"Stupiscono le polemiche dei soliti noti sull'organizzazione della più grande mostra mai dedicata in Italia all'autore di uno dei libri più venduti e amati della storia della letteratura. Dimostra il nervosismo di chi ha pensato che la cultura gli appartenesse, che potesse essere appannaggio di una parte politica e non di tutti", ha affermato Giorgia Meloni. Al di là delle riserve che si possono avere sull'esoterismo di un pensatore inafferrabile come Zolla, cito: "a grandi linee, nella sua lettura simbolica di uno dei racconti capostipiti del genere fantasy, la lotta di Frodo Baggins e compagni contro le forze oscure che hanno forgiato l'Anello del Potere diventa lo scontro tra il progresso tecnologico che vorrebbe tutti assoggettati e obbedienti nei confronti di un'autorità quasi impalpabile e imposta dall'alto (oggi un esempio potrebbe essere "l'Europa" burocrate) e la fedeltà a una tradizione identitaria fatta di purezza, ordine e spiritualità (ad es. i valori cattolici)."
Perché Tolkien ammaliò i ragazzi di destra
Marcello Veneziani
Tolkien e la destra, questo matrimonio non s’ha da fare: è ridicolo e patetico, secondo alcuni, è un’appropriazione indebita, secondo altri. Vi siete bevuti la testa, con gli hobbit non si governa un paese, dicono i primi. E i secondi intimano: giù le mani da Tolkien e dalla sua opera, non è roba vostra.
Oggi [16 novembre -ndr] s’inaugura la mostra su Tolkien e il giudizio dei Maestri Censori oscilla tra questi due anatemi.
Non sono un tolkeniano, ma gioisco per la mostra, pensando ai tanti che si formarono sul Signore degli Anelli, e agli impresari e divulgatori del tolkenismo nostrano; a partire da Alfredo Cattabiani che lo pubblicò da Rusconi, Elémire Zolla che lo propose, Gianfranco De Turris che ne è il vicario nostrano e Oronzo Cilli che ha curato la mostra.
Quand’ero ragazzo, il Signore degli Anelli era una specie di bibbia favolosa per i giovani di destra in libera uscita dalla storia; ma era anche un nuovo libro Cuore per la formazione dei ragazzi al tempo degli anni di piombo. Era un breviario per la gioventù tradizionalista, che piaceva sia ai cattolici che ai neopagani; quei ragazzi si allontanavano dalla mitologia fascista per abbracciare una nuova mitologia fuori dalla storia e dall’ideologia. Una mitologia mite, ecologista, nutrita di boschi e di pacifici hobbit, creature piccole, buffe, inoffensive. Certo, poi c’erano i maghi che erano la trasposizione in fiaba degli Evola e dei Guénon, c’erano i guerrieri che lottavano con la Compagnia dell’Anello. Quel viaggio fantastico tra gli Hobbit disarmava l’egoismo, la brama di potere, la volontà di potenza. Una teologia primordiale e puerile, una specie di scoutismo eroico e magico, dove si intrecciano elementi celtici e pagani ed elementi cristiani, e dove si contrappongono in modo netto le forze del bene e le forze del male.

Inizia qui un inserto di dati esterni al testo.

PR #279, opened 2025-12-24
TEST: Reset name counts

mtsokol:
A test helper function for resetting counter value in aliases to avoid regenerating reference files each time a new test is introduced.


willow-ahrens (approved):
This is good, and we should also remove it once we solve https://github.com/finch-tensor/finch-tensor-lite/issues/280

PR #283, opened 2026-01-06
tweak the level/fiber interface (starting with dense levels)

willow-ahrens:
@mtsokol, we'll talk about this at the meeting, I was wondering if you could finish this PR starting from this set of changes?

### DIFF
--- a/src/finchlite/tensor/fiber_tensor.py
+++ b/src/finchlite/tensor/fiber_tensor.py
@@ -77,6 +77,9 @@ class LevelFType(FType, ABC):
         ...
 
     @abstractmethod
+    def get_fields_class(self, tns, buf_s, pos, op, dirty_bit): ...
+
+    @abstractmethod
     def level_unfurl(self, ctx, tns, ext, mode, proto, pos):
         """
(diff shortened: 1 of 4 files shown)


src/finchlite/tensor/fiber_tensor.py
```diff
@@ -273,73 +340,43 @@ def buffer_factory(self):
...
 
-    def lower_unwrap(self, ctx, obj):
-        raise NotImplementedError
+    def lower_unwrap(self, ctx, tns):
+        return self.lvl_t.level_lower_unwrap(ctx, tns.obj, tns.obj.pos)
 
-    def lower_increment(self, ctx, obj, val):
-        raise NotImplementedError
+    def lower_increment(self, ctx, tns, val):
+        return self.lvl_t.level_lower_increment(ctx, tns.obj, val, tns.obj.pos)
```
mtsokol: If we store `pos` in `tns.obj` which is `FiberTensorField`s then we don't need a separate `pos` parameter, right?

mtsokol:
I'm going to merge it tonight to unblock other PRs.

PR #285, opened 2026-01-08
Update matmul example

mtsokol:
Makes sure `A @ B` with Numba backend works again.


src/finchlite/autoschedule/optimize.py
```diff
@@ -323,7 +335,15 @@ def _heuristic_loop_order(root: LogicExpression) -> tuple[Field, ...]:
             case Reorder(Table(_, idxs_1), idxs_2):
                 chains.append(list(intersect(intersect(idxs_1, idxs_2), root.fields())))
     chains.extend([f] for f in root.fields())
-    result = toposort(chains)
+
+    try:
+        result = toposort(chains)
```
mtsokol: Some einsum tests don't use concordant indices so we need an escape with a warning instead of failing optimization.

Con gli hobbit e l’eroic fantasy molti giovani di destra cercavano la loro rivincita dal regno storico dei vinti. La sinistra reputava il tolkenismo di destra un’oasi di ricreazione del nazismo, quasi l’asilo nido per la militanza fascista.

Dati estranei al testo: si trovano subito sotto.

PR #970, opened 2020-01-07
fix(utility): changed same-height utility name to camel case

RaphaelAmadeu:
### Description

Emerson and Mahesh found some issues regarding the `sameheight` utility, so I've tried to improve it and correct the problems on resize.

### Changelog

**Changed**

- JS function rewritten


packages/utilities/src/utilities/sameheight/sameheight.js
```diff
@@ -20,7 +20,7 @@
  * @param {string} minSize Minimum size for the utility to be activated, empty for small,
  *  md for medium, lg for large, xlg for xlarge, max for maximum
  */
-function sameheight(elemCollection, minSize) {
+function sameHeight(elemCollection, minSize = false) {
   const elemArr = Array.prototype.slice.call(elemCollection);
   let targetWidth = 0;
   if (minSize) {
```
photodow: I'm looking at lines `26-41`, and I'm a little nervous we've hard coded the breakpoints in here. Can we leverage the `@carbon/layout` package to get the proper breakpoints from the source?

https://github.com/carbon-design-system/carbon/blob/master/packages/layout/src/index.js#L45-L71

photodow: If I'm understanding what you're doing here you could just do something along the lines of the following...

```javascript
import { breakpoints } from '@carbon/layouts';

function sameheight(elemCollection, minSize) {
  const target = breakpoints[minSize];
  const targetWidth = target ? parseFloat(target.width) * baseFontSize : 0;

  ...
}
```

`parseFloat()` and `baseFontSize` takes `1rem` and converts to `16` for our needs.

packages/utilities/src/utilities/sameheight/sameheight.js
```diff
@@ -41,19 +41,26 @@ function sameheight(elemCollection, minSize) {
...
         : false;
     });
 
     elemArr.forEach(elem => {
-      elem.offsetHeight == targetHeight
-        ? (elem.style.height = 'auto')
-        : (elem.style.height = targetHeight + 'px');
+      elem.offsetHeight == targetHeight;
+      elem.style.height = targetHeight + 'px';
+    });
```
photodow: Help me understand why we're looping through this three times. I'm concerned about performance here...

```javascript
let targetHeight = 0;

elemArr.forEach(elem => {
  elem.style.height = 'auto';
  if (elem.offsetHeight > targetHeight) {
    targetHeight = elem.offsetHeight;
  }
});

elemArr.forEach(elem => {
  if (elem.offsetHeight !== targetHeight) {
    elem.style.height = targetHeight + 'px';
  }
});
```

photodow: While on the topc of performance, something else that might help reduce some unnecessary calculations and loops is if we add a timeout to this function.

```javascript
window.sameHeightProgress = {};

function sameheight(uniqueID, elemCollection, minSize) {
  clearInterval(window.sameHeightProgress[uniqueID]);
  window.sameHeightProgress[uniqueID] = setInterval(() => {
    // do stuff
  }, 200);
}
```

I also wonder if we passed in the selector instead of the elements themselves if we could prevent resizing the same element more than once, and maybe use that as the `uniqueID` as well?

jeffchew: Would `requestAnimationFrame` work out better here actually?

jeffchew: was just talking about this with @RaphaelAmadeu , while this is definitely valid, it seems like it's more on the execution side rather than the utility itself. We could possibly add it in the jsdoc, something like :
```
window.addEventListener('resize', function() {
    window.requestAnimationFrame(function() {
        sameheight(ElementArray, 'md');
    });
}, true);
```

but might be ok the way it is...

photodow: @jeffchew @RaphaelAmadeu just trying to think through this a little. Is there ever a scenario where we wouldn't want to use `sameHeight`, and `requestAnimationFrame` at the same time? If we take the function and want to use it as a one off (say `onLoad`) it still executes once? Does it slow the `onLoad` creating a noticeable "flash"?

If there is no difference I feel like we would be reducing some overhead if we included it within the function.

Is there any performance hits for running multiple `requestAnimationFrame` at a time? If so I could see the suggestion above is better because if you use this in multiple "sections" as-is you'd call it once for each one.

```javascript
window.addEventListener('resize', function() {
    window.requestAnimationFrame(function() {
        sameheight(section1, 'md');
        sameheight(section2, 'md');
        sameheight(section3, 'md');
    });
}, true); 
```

If we don't include it in the function we're opening the risk of adopters using it wrong and creating performance issues, right? I guess at the end of the day, that's not our problem really...

I lean towards including it personally, but either way works in the end, right?

jeffchew: At the same time, we should put our shoes into the adopter. Generally speaking, when I look for a plugin or a utility, I don't look inside to see what it's doing unless something is wrong. If there is already a `requestAnimationFrame` set up in a method that in general doesn't need it, I wouldn't expect it to be there. And if I then set up my listener, what if I set it up on my end? That makes it two `requestAnimationFrames`, one in my adopter side event listener, and another one in the function itself. I wonder if there would be any side effects if we had nested requestAnimationFrame methods.

I think I am leaning more towards adding it in the JSDoc and be part of the documentation, and not in the function.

Non amavo gli hobbit, non mi piaceva il ripiegamento nella dimensione fiabesca della fantasy e dei mezzi uomini dai piedi pelosi. La consideravo una fuga dalla realtà, frutto dell’incapacità di affrontare il mondo, preferendo rifarsi delle sconfitte storiche rifugiandosi nei castelli della fantasia.
Tolkien dava una rappresentazione fiabesca del Mondo della Tradizione; quasi un rifugio in un mondo magico di eroi, maghi e demoni e la realtà della vita quotidiana.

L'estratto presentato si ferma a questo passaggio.